*Task to complete:*
Write out exactly the lines from the start of the entries through the one that contains "I discovered that", including both.

*Provided records:*
Issue #495, opened 2020-08-16
Feature request: cmp option to disable the code which triggers the "This answer is equivalent to the one you just submitted." message


taniwallach:
Certain types of problems use graders which do not "compare to" a fixed correct answer in the simple manner, and for such problems, the code which triggers the message "This answer is equivalent to the one you just submitted" often triggers it inappropriately. There is not a really simple mechanism to turn this off when it behaves inappropriately.

See: https://webwork.maa.org/moodle/mod/forum/discuss.php?d=3498 and https://webwork.maa.org/moodle/mod/forum/discuss.php?d=4352 .

At present, there are three workaround to avoid this:

1. Clearing all the standard post-filters using `withPostFilter("erase")`.
2. "pop"ing off only this postfilter (assumes it is the last one installed) - see: https://webwork.maa.org/moodle/mod/forum/discuss.php?d=4352
3. Having the custom grading code remove the value of the previous answer (something like` $ansHash->{prev_ans}='';`).
4. Using an additional post-filter just to remove the message.

I discovered that the first option seems to cause problems (even on initial problem load sometimes). The others are all somewhat inconvenient to use and less-than-obvious. The second also depends on the relevant post-filter remaining the last one added.

It would be nice to be able to pass a control setting to `cmp` to disable this warning from being triggered, as suggested in both threads.

There seem to be 2 files which can trigger this message:
  * `lib/Value/AnswerChecker.pm`
  * `macros/PGfunctionevaluators.pl` - reported by Davide as not being used an longer (pre-MathObjects).

PR #497, opened 2020-08-18
Add new bypass_equivalence_test switch

taniwallach:
Add bypass_equivalence_test switch to disable setting the message "This answer is equivalent to the one you just submitted" when it is not desired in a simple manner. This addresses the issue I reported in https://github.com/openwebwork/pg/issues/495 which I had originally not intended to work on right away.

It is primarily intended for use in problems whose graders do not "compare to" a fixed correct answer in the simple manner which the equivalence test code expects.

Can be tested by using the sample problem below by entering various equivalent answers one after the other with when the new setting is set to `1` to by bypass the message, to `0` to enable the message, or without being set (which leaves the message enabled).

```
DOCUMENT();
loadMacros(
  "PGstandard.pl",
  "MathObjects.pl",
);
Context("Numeric");
$aSoln = Compute("3x");
BEGIN_TEXT
\( x + 2x = \)
\{ $aSoln->ans_rule(8) \}
END_TEXT
ANS( $aSoln->cmp( bypass_equivalence_test => 1 ) );
ENDDOCUMENT();
```

### DIFF
--- a/lib/Value/AnswerChecker.pm
+++ b/lib/Value/AnswerChecker.pm
@@ -1721,6 +1721,7 @@ sub cmp_postfilter {
   $ans->{_filter_name} = "produce_equivalence_message";
   return $ans if $ans->{ans_message}; # don't overwrite other messages
   return $ans unless defined($ans->{prev_ans}); # if prefilters are erased, don't do this check
+  return $ans if ($ans->{bypass_equivalence_test});
   my $context = $self->context;
   Parser::Context->current(undef,$context);
   $ans->{prev_formula} = Parser::Formula($ans->{prev_ans});
--- a/macros/PGfunctionevaluators.pl
+++ b/macros/PGfunctionevaluators.pl
@@ -1037,10 +1037,11 @@ sub ORIGINAL_FUNCTION_CMP {
 			my $rh_ans = shift;	
 			#WARN_MESSAGE(pretty_print($inputs_ref));
 			my $isPreview = $inputs_ref->{previewAnswers}; # || ($inputs_ref->{action} =~ m/^Preview/);
+			return $rh_ans if ($rh_ans->{bypass_equivalence_test});
 			return $rh_ans unless !$isPreview # not preview mode
 				and $rh_ans->{ans_equals_prev_ans} # equivalent
 				and $rh_ans->{prev_ans} ne $rh_ans->{original_student_ans}; # not identical
-			
+
 			$rh_ans->{ans_message} = "This answer is equivalent to the one you just submitted.";
 			return $rh_ans;
 		}


lib/Value/AnswerChecker.pm
```diff
@@ -1721,6 +1721,7 @@ sub cmp_postfilter {
   $ans->{_filter_name} = "produce_equivalence_message";
   return $ans if $ans->{ans_message}; # don't overwrite other messages
   return $ans unless defined($ans->{prev_ans}); # if prefilters are erased, don't do this check
+  return $ans if ( defined( $ans->{bypass_equivalence_test} ) && $ans->{bypass_equivalence_test} );
```
drgrice1, line 1724: It is simpler here if you just use:
```perl
return $ans if ( $ans->{bypass_equivalence_test} );
```
If `$ans->{bypass_equivalence_test}` is not defined or is defined and is a false value, then the conditional will be false as desired here.
Perl doesn't emit an error or even a warning if the hash key is not defined in this situation.
The same is true where you check this condition in the file PGfunctionevaluators.pl.

I also don't like the extra spaces in the parentheses.  Of course this is just my coding style preference.  I generally am of the opinion that programming code should follow standard grammatical syntax rules to the extent that the programming language allows.

taniwallach: Thanks - cleaned up (with a forced push) to use the simpler test. Sorry, but I am too used to worrying about undefined values... but as you said and testing confirmed -  no warning is issued without the test if the hash has this key.

drgrice1: Looks good.

You even removed the spaces around the parenthetical.  There are many that prefer that coding style.

awmorp:
Great enhancement, thanks. Is there a way to set this flag globally rather than having to set it in each individual answer checker?

taniwallach:
> Great enhancement, thanks. Is there a way to set this flag globally rather than having to set it in each individual answer checker?

Thanks.

In principle, I think a new flag could be added to the list in `lib/Value.pm` in the definition of `$defaultContext`, say `alwaysBypassEquivalenceMessage` with the default value of `0`. Then the main `sub cmp_default` of the `Value` package (in 
`lib/Value/AnswerChecker.pm`) could be modified, and test the value of that flag and when necessary could add `bypass_equivalence_test => 1` to the return value of the base `cmp_default`.

I think such an approach would allow you to call
```
Context()->flags->set(
  alwaysBypassEquivalenceMessage => 1
);
```
to turn on the bypass for all `cmp` routines created in the context.

Go ahead and try to implement and test the idea. If it works, you can propose it as a PR, and then the maintainers and others will discuss the merit of merging in the new feature.

Alex-Jordan:
Looks good. Merging now.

*Answer area:*
Issue #495, opened 2020-08-16
Feature request: cmp option to disable the code which triggers the "This answer is equivalent to the one you just submitted." message


taniwallach:
Certain types of problems use graders which do not "compare to" a fixed correct answer in the simple manner, and for such problems, the code which triggers the message "This answer is equivalent to the one you just submitted" often triggers it inappropriately. There is not a really simple mechanism to turn this off when it behaves inappropriately.

See: https://webwork.maa.org/moodle/mod/forum/discuss.php?d=3498 and https://webwork.maa.org/moodle/mod/forum/discuss.php?d=4352 .

At present, there are three workaround to avoid this:

1. Clearing all the standard post-filters using `withPostFilter("erase")`.
2. "pop"ing off only this postfilter (assumes it is the last one installed) - see: https://webwork.maa.org/moodle/mod/forum/discuss.php?d=4352
3. Having the custom grading code remove the value of the previous answer (something like` $ansHash->{prev_ans}='';`).
4. Using an additional post-filter just to remove the message.

I discovered that the first option seems to cause problems (even on initial problem load sometimes). The others are all somewhat inconvenient to use and less-than-obvious. The second also depends on the relevant post-filter remaining the last one added.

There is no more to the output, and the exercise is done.